Getting Warhammered [WH 40k Fanfic]

175 – Playing with words, playing with prey



175 – Playing with words, playing with prey

Infuriatingly, no one dared ask the question I could almost taste hanging over them all — the bunch of cowards. I considered puppeteering one of them to ask it. Even without my telepathy, I could do that much just by manually controlling a human body with a swarm of invading strings of my eldritch flesh.

Alas, the controlled person would know instantly, and I doubted I could mimic their entire demeanour — I would have to manually control every single muscle fibre and nerve firing — without extensive practice and access to their thoughts. Having a Blank breathing down my neck was just so very … inconvenient.

There was a much easier option though: getting rid of the annoying Blank.

By that, I mean, make him sod off. I didn’t need to kill anyone, I just needed him a good twenty metres away from me.
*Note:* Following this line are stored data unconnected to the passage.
PR #5741, opened 2022-04-24
feature/add support Athena non default catalog

h-imaoka:
## What type of PR is this? 

- [x] Refactor
- [x] Feature
- [ ] Bug Fix
- [ ] New Alert Destination
- [ ] Other

## Description

Athena Federated Query  needs non default catalog_name(AwsDataCatalog). This PR supports another athena catalog_name.
### 1. boto3, botocore version-up
Now, boto3 / botocore freezed very old version. Athena Federated Query GA 12. 2020.
### 2. get_schema from Athena-api
Current implementation use Glue-api. athena's catalog_name != glue's catalog_name, ( glue's catalog_name = aws accont-id).
So, change get_schema from glue to athena's api. There is no performance difference between glue and athena.
When compared with about 2000 tables, only a few seconds difference.
I also implemented via information_schema.
###  3. Keep pyathena 1.x
pyathena 2.x supports non default catalog.But we can set catalog name via sql  e.g.) select * from [catalog].[database].[table]
So, keep pyathena 1.x, I cloud not  find the advantage of connecting by specifying the catalog name.
(Even in redash 8, we can execute Federated Query by specifying the catalog name in SQL.)

## How is this tested?

- [ ] E2E Tests (Cypress)
- [ ] Manually
- [ ] N/A

https://github.com/getredash/redash/pull/5731

### DIFF
--- a/redash/query_runner/athena.py
+++ b/redash/query_runner/athena.py
@@ -71,7 +71,7 @@ class Athena(BaseQueryRunner):
                     "title": "Schema Name",
                     "default": "default",
                 },
-                "glue": {"type": "boolean", "title": "Use Glue Data Catalog"},
+                "schema_from_api": {"type": "boolean", "title": "Use Athena API for get_schema"},
                 "work_group": {
                     "type": "string",
                     "title": "Athena Work Group",
@@ -82,9 +82,14 @@ class Athena(BaseQueryRunner):
                     "title": "Athena cost per Tb scanned (USD)",
                     "default": 5,
                 },
+                "athena_data_source_name": {
+                    "type": "string",
+                    "title": "Athena Data Source Name",
+                    "default": "AwsDataCatalog",
+                },
             },
             "required": ["region", "s3_staging_dir"],
-            "extra_options": ["glue", "cost_per_tb"],
+            "extra_options": ["glue", "cost_per_tb", "athena_data_source_name"],
             "order": [
                 "region",
                 "s3_staging_dir",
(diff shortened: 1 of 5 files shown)


requirements_all_ds.txt
```diff
@@ -12,22 +12,22 @@ td-client==1.0.0
...
 simple_salesforce==0.74.3
-PyAthena>=1.5.0
+PyAthena>=1.5.0,<=1.11.5
 pymapd==0.19.0
 qds-sdk>=1.9.6
 ibm-db>=2.0.9
 pydruid==0.5.7
 requests_aws_sign==0.1.5
-snowflake-connector-python==2.1.3
+snowflake-connector-python==2.7.4
```
susodapop, line 30: Why bump the snowflake connector in this PR?

susodapop (commented):
Overall this looks _great_! Thank you so much. Just one question about the snowflake connector. 

Once we have an answer there I'm prepared to merge this.

requirements_all_ds.txt
h-imaoka: Docker build succeeds via 2.1.3, but shows message.

```
snowflake-connector-python 2.1.3 requires boto3<1.11.0,>=1.4.4, but you'll have boto3 1.21.46 which is incompatible.
snowflake-connector-python 2.1.3 requires botocore<1.14.0,>=1.5.0, but you'll have botocore 1.24.46 which is incompatible.
snowflake-connector-python 2.1.3 requires certifi<2021.0.0, but you'll have certifi 2022.6.15 which is incompatible.
snowflake-connector-python 2.1.3 requires pytz<2021.0, but you'll have pytz 2022.1 which is incompatible.
snowflake-connector-python 2.1.3 requires requests<2.23.0, but you'll have requests 2.27.1 which is incompatible.
snowflake-connector-python 2.1.3 requires urllib3<1.26.0,>=1.20, but you'll have urllib3 1.26.10 which is incompatible.
```

snowflake-connector-python==2.1.3 depens on botocore and requires old version.
After ver snowflake-connector-python==2.7.0 removed these dependencies completely.

I read the source code and release notes of snowflake-connector-python, but there are no breaking changes, and the implementation does not depend on botocore.
I think it's better to update to a version that doesn't depend on botocore unless you have a specific reason.
(The maintainer of snowflake-connector-python seems to be an engineer of the snowflake.)

susodapop: Thanks for that explanation. I agree with your proposal 👌

yongchand:
I found out 
`An error occurred (UnrecognizedClientException) when calling the StartQueryExecution operation: The security token included in the request is invalid`
this error occured

yongchand:
Sorry, I tried with IAM Role, and feels like something was mingled with my local machine (where I build my docker image). I guess the PR itself is okay.

susodapop:
Please let me know if you're not able to get this working on your box. If there's a change that this pull request breaks existing connections for users we want to know about that before we release it widely.

redash/query_runner/athena.py
```diff
@@ -71,7 +71,7 @@ def configuration_schema(cls):
                     "title": "Schema Name",
                     "default": "default",
                 },
-                "glue": {"type": "boolean", "title": "Use Glue Data Catalog"},
```
arikfr, line 74: We need to think of an "upgrade path" for users with this setting enabled. One option is to read it in code and treat it same way as `schema_from_api` is true.

redash/query_runner/athena.py
```diff
@@ -71,7 +71,7 @@ def configuration_schema(cls):
...
+                "schema_from_api": {"type": "boolean", "title": "Use Athena API for get_schema"},
```
arikfr, line 74: I wonder if we need this setting at all, i.e. is there a reason for someone to prefer loading schema with the SQL commands? One benefit of the SQL is that it will load everything in one go instead of iterating over multiple API calls. But I'm not sure if this is an issue.

arikfr (commented):
Thank you for the pull request, @h-imaoka! Apologies for the delay in reviewing it. The main aspect that needs to be addressed is the upgrade path for users who had the `glue` option enabled. Would you be interested in working on updating the pull request to address this? Your contribution is greatly appreciated.

guidopetri:
@h-imaoka , thanks for the PR! We've updated a lot of things now that we're Community-driven so - if you're still interested in getting this merged - would you mind rebasing off master to re-run the CI, as well as updating merge conflicts? We should also address Arik's feedback.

After a few seconds of consideration, I shrugged and decided to go with the first, stupid, idea that came to mind.

A tendril thinner than hair, invisible to the naked eyes snapped out and lunged into the unsuspecting Jurgen’s body. He didn’t even feel it, and it wouldn’t even leave a wound either, I just need to poke a few nerves, tug on another bunch of receptors … aaaaaand done.

Jurgen stiffened as I pulled back my tendril, then almost mechanically ambled out of the tent with only a mumbled apology. The poor thing was probably mortified. I felt some pity for him, but oh well.

Worst-case scenario, he popped a blood vessel trying to take a shit that wasn’t there. Yep, that’s what I did. I made him feel like he was having the shits. Genius, I know. My non-violent problem-solving skills were a thing to be studied.

Curiosity was burning in all of them, they were all just dying to know what the gem they had been working and fighting for did. I selected the person whose curiosity was least tempered by a healthy respect for an Inquisitor’s authority and a matching amount of fear for what said Inquisitor might do if they poked their noses into her business: Cain.

That wasn’t to say he didn’t fear or respect the Inquisitor, just that he also knew a simple question wouldn’t get him in trouble. Not after all the two of them had been through together. It was simplicity itself to nudge that curiosity over the edge now that I could use my telepathy unimpeded.

“Are we allowed to know what that oversized gem does?” Cain asked with a quirked eyebrow.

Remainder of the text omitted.